Faulty ePassport scanners could be letting a large number of terrorists into the UK, claims security expert

LARGE numbers of terrorists could enter the UK through faulty electronic passport gates, a security expert has claimed.

The Home Office has confirmed an investigation is under way after a woman was able to enter the country through ePassport gates at Newcastle Airport using the wrong passport.

When she passed successfully through the gates, she alerted border staff, who then asked her to try two further gates using the wrong documentation – which again let her enter the country.

Professor Anthony Glees, a leading security expert and director of the Centre for Security and Intelligence Studies, said: "Immigration control is the front line and defence in the fight against terrorists coming into the country.

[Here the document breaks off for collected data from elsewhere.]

PR #11232, opened 2025-05-22
refactor(parser): Remove Lexer peeking for jsx

leaysgur:
Part of #11194 

Diffs in the snapshots are expected and closer to the TS.

### DIFF
--- a/crates/oxc_parser/src/jsx/mod.rs
+++ b/crates/oxc_parser/src/jsx/mod.rs
@@ -8,7 +8,10 @@ use crate::{Context, ParserImpl, diagnostics, lexer::Kind};
 
 impl<'a> ParserImpl<'a> {
     pub(crate) fn parse_jsx_expression(&mut self) -> Expression<'a> {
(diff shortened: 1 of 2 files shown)


Boshen (commented):
tsc parser `parseJsxChild` function seems a lot more optimized than our code, feel free to follow up with more PRs to have less rewinds.

leaysgur:
That might be the case.

But from the beginning, TSC did not use a `parseJsxExpression()` as an entry point for parsing JSX, so we may need to rewrite this from the ground up. 🙃

---

Oh My GitHub... 😇

Boshen:
### Merge activity

* **May 22, 10:07 AM UTC**: The merge label '0-merge' was detected. This PR will be added to the [Graphite merge queue](https://app.graphite.dev/merges?org=oxc-project&repo=oxc) once it meets the requirements.

camchenry:
I re-ran the failed jobs, hopefully that should fix it and allow it to merge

"If these biometric scanners are not working then as sure as day follows night the people that we wish to exclude might not be excluded.

"This could lead to untold numbers of people who we do not want in the country, getting into the country.

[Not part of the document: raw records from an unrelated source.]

PR #11235, opened 2025-05-22
perf(linter): avoid iterating lines twice if blank lines are skipped

ulrichstark:
Both rules `eslint/max-lines` and `eslint/max-lines-per-function` previously did count all lines and then count all blank lines again to subtract them if config parameter skipBlankLines was enabled. Just count all non-blank lines if skipBlankLines is enabled to avoid one redundant iteration over all lines.


ulrichstark:
Sadly I don't see any improvements in the benchmarks because both rules run with default config parameters => disabled skipBlankLines.

PR #11252, opened 2025-05-23
feat(ast): add parenthesized info to `AssignmentExpression` and `UpdateExpression`

### LINKED ISSUE #10899: No error for invalid left-hand side in assignment when using `preserveParens: false`
Code:
```js
({}) = x;
```

With `preserveParens: true`: "Cannot assign to this expression" [Playground](https://playground.oxc.rs/#eNo9T7tqxEAM/JVDVQIukkAah3QhdSDtNfLe+FhYS0Za3wPjf7/dM3alGZiXZgrU0su8vB6+D7evo1BDSu1MNkk9fpfMN2qzTWgoRckb9qAjdnIfOk0by8bivdpAbc/JsTQ0sjmsJo6Ggi74Y4P4aimCGv0UFLz7V0dmO6P0Evzj7f2zLIyuiTNOPwiJjXPUmrR1BT3hjOd8CHcJ/zpZwMDj3jZEiX3c+oJKNk2/Sa/VdIF16uW3NXBZHr3gZ2U=)

With `preserveParens: false`: AssignmentExpression.left.type == "ObjectPattern" [Playground](/Ovj87tUjK6JMw5/CImNc9RXVNADjrj3h3CTsNPBAjrul4bF0kWJbVzzgko2Tf9Jz/PRCdaol+cW4DTdABqDZ7A=)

"If this has happened, even once, it could happen again but what I'd like to know is how many times has it already happened without people realising it."

The machines, manufactured by Vision Box, were installed at Newcastle Airport last summer and the firm has supplied them to airports including Schiphol, in Amsterdam, which handles around 71m passengers a year.

An airport insider said: "This technology has led to longer queues, huge numbers of complaints, and now it's found they will let anyone through.

"This isn't a first, it's happened before pretty much at every port that has these gates.

“This incident, and others like it, make us a laughing stock. It will, and should, go all the way to the minister.”

Professor Glees, a former adviser to the Home Office war crimes inquiry, said the breach, and its potential reach, placed the country at risk.

He added: "This is extraordinary.
"It's a matter of grave concern because at the heart of our immigration policy in the UK is controlling who comes into our borders.

"We've always been able to exclude people who are not conducive to the public safety, or who are on a watch list."

Border Force funding fell from £617m in 2012 by £51m to £566m in 2018, according to House of Lords records.

A Home Office spokeswoman told Sun Online Travel: "We are aware of an incident at Newcastle airport involving the e-gates on March 3 and are investigating."

Sun Online Travel also contacted Vision Box who said: "Operational issues relating to border security are a matter for the Home Office. We are not able to comment on specific issues on the performance of border systems."

Earlier this month, Sun Online Travel reported that over 2,000 air passengers missed border control last year before they were sent the wrong way on arrival.

Some passengers either missed border control altogether or were later sent back through passport checks.

And Heathrow said last year that they would be introducing biometric technology that will cut journey times by a third.